Note also, that in the first two dataframes corresponding to the unpadded cases, I take cusip
to be the first six characters of cusip_raw
. The reason I did this was because the relation of the seventh digit to the cusip6 is not consistent: sometimes seventh digit is a check digit (like those found in the issuer_check
field in cusipm.issuer
), sometimes it is shorthand for some digit with two zeros (ie. if the digit is '1', the 2-digit issuer number (7th and 8th digits of a 9-digit cusip) is '10', with the check digit being '0', so short for '100'). So I took the cusip6 to be the cusip
for the sake of simplicity and consistency. As the number of cases was relatively low, I also ignored approximate string matching.

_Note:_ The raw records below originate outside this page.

PR #950, opened 2024-02-15
Distinguish singular/plural on delete reservation

Adamik10:
#### Link to issue
https://reload.atlassian.net/browse/DDFLSBP-172

#### Description
In this PR we adjust two text string definitions for when the user is deleting their queued reservations from the dashboard. There was no distinction between singular and plural form depending on how many reservations were deleted before, which is now fixed. 

#### Screenshot of the result
-

[Sibling PR](https://github.com/danskernesdigitalebibliotek/dpl-cms/pull/767)


Dresse (approved):
LGTM!

PR #952, opened 2024-02-16
Don't show material type badge on reservation page if no data is present

Adamik10:
#### Link to issue
https://reload.atlassian.net/browse/DDFLSBP-234

#### Description
We no longer show material type on reservation page if no data is present.

#### Screenshot of the result
-

-


Dresse (approved):
LGTM

PR #964, opened 2024-02-20
Move global text argument reservationListDigitalPickupText into global

Adamik10:
#### Link to issue
-

#### Description
While testing for [this task](https://reload.atlassian.net/browse/DDFLSBP-170) I have discovered that the dashboard app is failing and ´reservationListDigitalPickupText´ needs to be in global text args definition.

#### Screenshot of the result
-

-


spaceo (approved):
LGTM 👍

PR #967, opened 2024-02-21
Fix/reservation and loan skeletons

Adamik10:
#### Link to issue
https://reload.atlassian.net/browse/DDFLSBP-456

#### Description
The skeleton screens were behaving a bit strangely where they would still show even when we already had some items to show on the reservation list. And on the loan list they would flicker between skeletons and loaded items with a noticable empty page screen. This PR fixes both issues.

#### Screenshot of the result
-

-


spaceo (approved):
LGTM :+1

You can find the result for the unpadded cusips using
SELECT * FROM edgar.cusip_cik_exceptions
WHERE LENGTH(cusip_raw) = 7 AND LENGTH(cusip) = 6
the result for the 1-padded cusips using
SELECT * FROM edgar.cusip_cik_exceptions
WHERE LENGTH(cusip_raw) = 7 AND LENGTH(cusip) = 8
and the result for the 2-padded cusips using
SELECT * FROM edgar.cusip_cik_exceptions
WHERE LENGTH(cusip_raw) = 7 AND LENGTH(cusip) = 9
I believe we can close this issue now.
@iangow As discussed in #84, this issue is for analysing cusips with 7 characters.